Disclose names of defaulters, suggests parliamentary panel
There is an urgent need for banks to reduce stressed assets and clean up the balance sheets which would increase their ability to raise capital and improve credibility, the Committee on Petitions said in its report tabled in Parliament today.
Concerned over burgeoning non- performing assets (NPAs), a Parliamentary committee has made a case for amending banking laws, including the SBI Act, to provide for disclosure of names of loan defaulters.
There is an urgent need for banks to reduce stressed assets and clean up the balance sheets which would increase their ability to raise capital and improve credibility, the Committee on Petitions said in its report tabled in Parliament today.
It also said: "The Committee appreciate the remedial measures being taken by the Government/Reserve Bank of India (RBI) to put a check on the burgeoning NPAs and to reduce the volume of stressed assets in the banks."
It appreciated the enactment of the Insolvency and Bankruptcy Code, 2016 (IBC); making amendments in the Securitisation and Reconstruction of Financial Assets and Enforcement of Security Interest (SARFAESI) Act and the Recovery of Debts due to Banks and Financial Institutions (RDDBFI) Acts to improve resolution/recovery of bank loans.

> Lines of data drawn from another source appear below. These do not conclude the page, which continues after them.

PR #321, opened 2015-11-29
Minimal360photo

thomasflynn:
Minimal 360 photo viewer. 

Only handles fully spherical equirectangular photos.  landscapes and other panoramas end up getting stretched around the sphere.  would need to modify the texture coordinates based on the metadata of the panorama.  To handle those cases would require a sufficient amount of code that this would no longer be a minimal sample.  Will look to properly handle photospheres and other panoramas and share intents in a different sample.

tom.flynn@samsung.com


thomasflynn:
ready for review

liaxim:
Looks good

PR #325, opened 2015-12-01
With this line I can't import the project in Eclipse

liaxim:


liaxim:
This is about the minimal360photo sample.

PR #326, opened 2015-12-02
feat: Adds libgdx widget plugin

dattanand:
New implementation which provides a way to add 2D interactive widgets in GVRF as a plugin, widgets are libgdx (game engine) scene2d widgets. sample is also provided (widget-model-viewer)


thomasflynn:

The report said the Committee had recommended that the government make appropriate amendments in "the archaic provisions of the SBI Act and other relevant laws to disclose the names of individuals - who owe money to the Banks or are responsible for bad loans on account of their default to repay".
In this regard, it said, the Committee appreciate that RBI is in favour of making available information on wilful defaulters in public domain.
However, it added, the Ministry of Finance (Department of Financial Services)/RBI are of the opinion that the disclosure of information of other defaulting borrowers may not be in the interest of the revival of their distressed business units which may be otherwise viable.
The Committee reiterated that they should undertake an "objective examination and analysis of the extant provision(s) for disclosure of details of loan defaulters in public domain by amending the existing relevant Acts/Rules vis-a-vis interest of the revival of their distressed Business Units without having any impact on their viability".
It also noted that diversion of funds by industrialists to their un-related businesses and negligence on the part of bank officials in pre-sanctioning of loans are the determining factors for bank loans turning bad.
In this regard, the report said, the Committee had earlier recommended that a proper and stern audit mechanism should be made mandatory for specific class of borrowers, especially, the big loan seekers.